Here is how I did it:
First, write $$\int\frac{x}{x^2+2x+3}\,dx=\int\frac{2x+2-x-2}{x^2+2x+3}\,dx=\int\frac{2x+2}{x^2+2x+3}\,dx-\int\frac{x+2}{x^2+2x+3}\,dx.$$ Now consider the integral in the minuend. Letting $u=x^2+2x+3$, one finds $du=(2x+2)\,dx$, and so $$\int\frac{2x+2}{x^2+2x+3}\,dx=\int\frac{du}{u}=\ln{|x^2+2x+3|}.$$ Next consider the other integral.

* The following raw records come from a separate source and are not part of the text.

PR #81, opened 2024-02-12
Optimize spectra merge and normalization

SimonHeybrock:
This adds the following optimizations:

- Bypass some multi-threading shortcomings of DataArray.bin
- Avoid bins.concat where possible
- Use in-place normalization

I have tried this on a 10 GByte file and it shaves off several seconds of runtime when returning event data.


src/esssans/loki/io.py
```diff
@@ -38,6 +38,8 @@ def _patch_data(
 ) -> sc.DataArray:
     out = da.copy(deep=False)
     if out.bins is not None:
+        # Currently ScippNexus adds 32 bit event weights, this may cause trouble.
+        out.bins.data = out.bins.data.to(dtype='float64', copy=False)
```
nvaytet, line 42: Does this also happen with the ISIS files?

SimonHeybrock: I think so actually. We should probably have a chat about this. It would be nice if we could keep 32 bit until needed, so I was not happy about changing this here.

SimonHeybrock: I reverted this change (and fixed the tests instead). Previously there was an (maybe unintentional) conversion done in `normalize`, which this PR remove.

I opened #88 instead.

Can you have another brief look @nvaytet?

tests/loki/iofq_test.py
```diff
@@ -81,13 +81,17 @@ def test_pipeline_can_compute_IofQ_in_event_mode(uncertainties, target, qxy: boo
     assert sc.allclose(
         sc.values(reference.data),
         sc.values(result.hist().data),
-        rtol=sc.scalar(1e-11),
-        atol=sc.scalar(1e-11),
+        # Could be 1e-11, but currently the workflow defaults to float32 data, as
+        # returned by ScippNexus.
+        rtol=sc.scalar(1e-7),
```
nvaytet, line 86: Not sure I follow anymore. So the changes you made here have degraded the accuracy of the results?

SimonHeybrock: Yes, because I change `numerator / denominator` to `numerator /= denominator`. So previously we ended up converting to `float64` in that step.

nvaytet (approved):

Put $t\sqrt{2}=x+1$. Then $dx=\sqrt 2\,dt$. Now \begin{align*} \int\frac{x+2}{x^2+2x+3}\,dx&=\int\frac{(x+1)+1}{(x+1)^2+2}\,dx\\ &=\int\frac{t\sqrt 2+1}{2t^2+2}\sqrt 2\,dt\\ &=\frac{1}{2}\int\frac{2t+\sqrt 2}{t^2+1}\,dt\\ &=\frac{1}{2}\left(\int\frac{2t}{t^2+1}\,dt+\sqrt 2\int\frac{1}{t^2+1}\,dt\right)\\ &=\frac{1}{2}\left(\ln{|t^2+1|}+\sqrt 2\arctan t\right) \end{align*} and hence this is equal to $$\frac{1}{2}\left(\ln{\left|\frac{x^2+2x+1}{2}+1\right|}+\sqrt 2\arctan\frac{x+1}{\sqrt 2}\right)=\frac{1}{2}\left(\ln{\left|\frac{x^2+2x+3}{2}\right|}+\sqrt 2\arctan\frac{x+1}{\sqrt 2}\right)$$ therefore \begin{align*} \int\frac{x}{x^2+2x+3}\,dx&=\int\frac{2x+2}{x^2+2x+3}\,dx-\int\frac{x+2}{x^2+2x+3}\,dx\\ &=\ln{|x^2+2x+3|}-\frac{1}{2}\left(\ln{\left|\frac{x^2+2x+3}{2}\right|}+\sqrt{2}\arctan\frac{x+1}{\sqrt 2}\right)+C. \end{align*} apparently, the correct answer is $\frac{(\ln|x^2+2x+3|)}{2}-\frac{\sqrt{2}\arctan{\frac{(x+1)}{\sqrt{2}}}}{2}+C.$ what went wrong?
It seems that you made no mistake. Actually, your answer and the “correct” one are one and the same, since$$\frac12\log|x^2+2x+3|-\frac12\log\left|\frac{x^2+2x+3}2\right|$$is a constant.